The Create Next Film Project is under Converse’s All Star Program, a robust, community-focused ecosystem of mentorship, commissions and funding that aims to create new and exciting opportunities for young creatives. At the heart of the Create Next Film Project is a focus on a new wave of Black talent, whilst highlighting issues within the film industry, as identified by John Boyega himself.
Sat around a long-table, a group of young, Black aspiring filmmakers from London convene. The conversation is one of mentoring, an open rumination on a project coming to its end, and a blend of gems from both sides of the filmmaking industry.
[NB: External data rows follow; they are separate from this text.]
PR #4776, opened 2022-10-10
Change search cli command flag description

fschade:
## Description
Update search cli flag description

### DIFF
--- a/services/search/pkg/command/index.go
+++ b/services/search/pkg/command/index.go
@@ -17,7 +17,7 @@ import (
 func Index(cfg *config.Config) *cli.Command {
 	return &cli.Command{
 		Name:     "index",
-		Usage:    "index the files for one one more users",
+		Usage:    "index the files for one or more users",
 		Category: "index management",
 		Aliases:  []string{"i"},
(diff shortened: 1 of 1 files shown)


micbar (approved):

services/search/pkg/command/index.go
```diff
@@ -31,7 +31,7 @@ func Index(cfg *config.Config) *cli.Command {
 				Name:     "user",
 				Aliases:  []string{"u"},
 				Required: true,
-				Usage:    "the username of the user tha shall be used to access the files",
+				Usage:    "the id of the user tha shall be used to access the files",
```
pascalwengerter, line 34:
```suggestion
				Usage:    "the id of the user that shall be used to access the files",
```

pascalwengerter: Also, there's another typo in https://github.com/owncloud/ocis/blob/068709dad37f10aedbdf39a42dee71ec64c51b1c/services/search/pkg/command/index.go#L20

fschade: thanks 😗

phil-davis (approved):

PR #5346, opened 2023-01-05
Simplify sort code a bit

rhafer:
As suggested in: https://github.com/owncloud/ocis/pull/5213#discussion_r1054343754 

Switch to sort.Slice() instead of sort.Sort(), which requires less boilerplate.


kobergj (approved):
:+1: Awesome!

PR #5347, opened 2023-01-05
add identitySet displayName property to the group and user sets

fschade:
## Description
The [graph identity spec](https://learn.microsoft.com/en-us/graph/api/resources/identity?view=graph-rest-1.0) intended the displayName property for identity types.

The value is used in the graph drives endpoint for a single identitySet object.
This PR adds that value to the groups and users sets.

## Related Issue
- Fixes https://github.com/owncloud/web/pull/8178#issuecomment-1371106370

## Motivation and Context
the new admin ui in web needs to list details about each user and group, therefore to reduce requests the property has to be part of the drive response.


JammingBen:
Tested with Web, works perfectly 👍 Can't review the code though.

PR #5357, opened 2023-01-09
Make amount of group members in patch configurable.

ainmosni:
This PR changes the following:

* Create an API config section for API configurables.
* Add a setting `UserPatchLimit` that controls how many users can be changed in a PATCH request.
* Use this setting in the API to limit the amount of users that can be changed.

### DIFF
--- a/services/graph/pkg/config/config.go
+++ b/services/graph/pkg/config/config.go
@@ -89,7 +89,7 @@ type Identity struct {
 
 // API represents API configuration parameters.
 type API struct {
-	UserPatchLimit int `yaml:"user_patch_limit" env:"GRAPH_USER_PATCH_LIMIT" desc:"The amount of users allowed to be changed in PATCH requests."`
+	GroupMembersPatchLimit int `yaml:"group_members_patch_limit" env:"GRAPH_GROUP_MEMBERS_PATCH_LIMIT" desc:"The amount of group members allowed to be added with a single patch request."`
 }
 
 // Events combines the configuration options for the event bus.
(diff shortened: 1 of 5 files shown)


ownclouders:
:boom: Acceptance test [<strong>Core-API-Tests-ocis-storage-2</strong>](https://drone.owncloud.com/owncloud/ocis/18060/50/1) failed. Further test are cancelled...

services/graph/pkg/config/config.go
```diff
@@ -85,6 +87,11 @@ type Identity struct {
 	LDAP    LDAP   `yaml:"ldap"`
 }
 
+// API represents API configuration parameters.
+type API struct {
+	UserPatchLimit int `yaml:"user_patch_limit" env:"GRAPH_USER_PATCH_LIMIT" desc:"The amount of users allowed to be changed in PATCH requests."`
```
rhafer, line 92: IMO this would be better named `group_members_patch_limit`. With the description being something like: "the number of group members allowed to be added with a single patch request".

IIRC this really only works with adding members.

rhafer (changes requested):
Just a minor naming suggestion. And could you maybe add a test case for this?

services/graph/pkg/config/config.go
ainmosni: That's fine, I'll change that, I wasn't really sure about the name to begin with, so I was hoping for some input. :)

Changed

rhafer (approved):

PR #5365, opened 2023-01-10
[test-only] apiTest. Delete group from the space

ScharfViktor:
- Tests for removing a group from a space


ScharfViktor:
> this needs also to go into the stable branch

yes, but now tests fail in stable-2.0. I'll do cherry-pick later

Spearheaded by a vested John Boyega—the A-list Hollywood actor from Peckham—the Create Next Film Project is a process that is helping to find, nurture, fund and mentor Black filmmakers on the rise, and was set up in collaboration with Converse as part of its brilliant All Stars Program.
Converse’s All Stars Program serves a global network of creatives, providing experiences in a number of artistic forms and commissioning work, projects and opportunities like we see with the Create Next Film Project. Converse has worked with a world of creatives, from photographers and filmmakers to skateboarders, designers, artists and musicians. On this particular project, they tapped Mathieu Ajan of Bounce Cinema, a pop-up cinema that champions independent films, to help with the rollout. As much as this initiative has been about uplifting new and exciting film talent, it’s also been about acknowledging the very blatant representational issues within the industry, such as the lack of Black faces behind the silver screen.
Before the project began, Boyega was venturing through schools, setting up workshops and teaching children about the variation of roles in the film industry, in which he found many didn’t know some roles even existed. Part of the reason there’s a lack of representation within the industry is that people within such communities just don’t know the range of roles available to train into, or they don’t realise the transferable skills they already have and are invested in. There is also simply understanding the process, the caveats, of entering and maintaining work within the film industry. Having the space and opportunity to showcase such a goldmine of filmmaking talent within Black communities is a hard task. Reaching out and having an understanding with Converse, who through its All Stars Program have always advocated a multitude of ways to enable creativity to spawn, allowed this collaboration to find these aspiring filmmakers and inspire them through hands-on mentoring to produce short films in recognition of real industry experience.
We caught up with Boyega on the back-end of the last mentoring session with the filmmakers, who all spoke with an energy about their ideas and the process as if submerged in the industry with a professional spiel. It was fascinating to witness, to see young talent who have essentially come into their own and getting to realise their progress through John Boyega—an extremely talented actor, creative, and inspirational figure stemming from the Black British community.
“The thing that captivated me was how films made me feel as a ‘normal guy’, when I didn’t know what acting was. It’s a feeling I have never forgotten.”
COMPLEX: Why was Converse your partner of choice working on this project?
John Boyega: I think it was, for me, the track record. Obviously, you have to do research into who you’re working with, and they have—especially under the All Stars Program—created a platform and environment for creatives to connect, to improve, and have been doing that consistently. I wanted to collaborate with a brand that we all know of, that has been a part of our culture in one way or another, that we see in the commercial space as well as the normal, and that has that global appeal. But at the same time, a brand that is aware of the emptiness in our industry, the lack of opportunity, and is basically willing to put their money where their mouth is. Myself and Converse, once we spoke a number of times, we got to a point we were on the same page and knew we could do this.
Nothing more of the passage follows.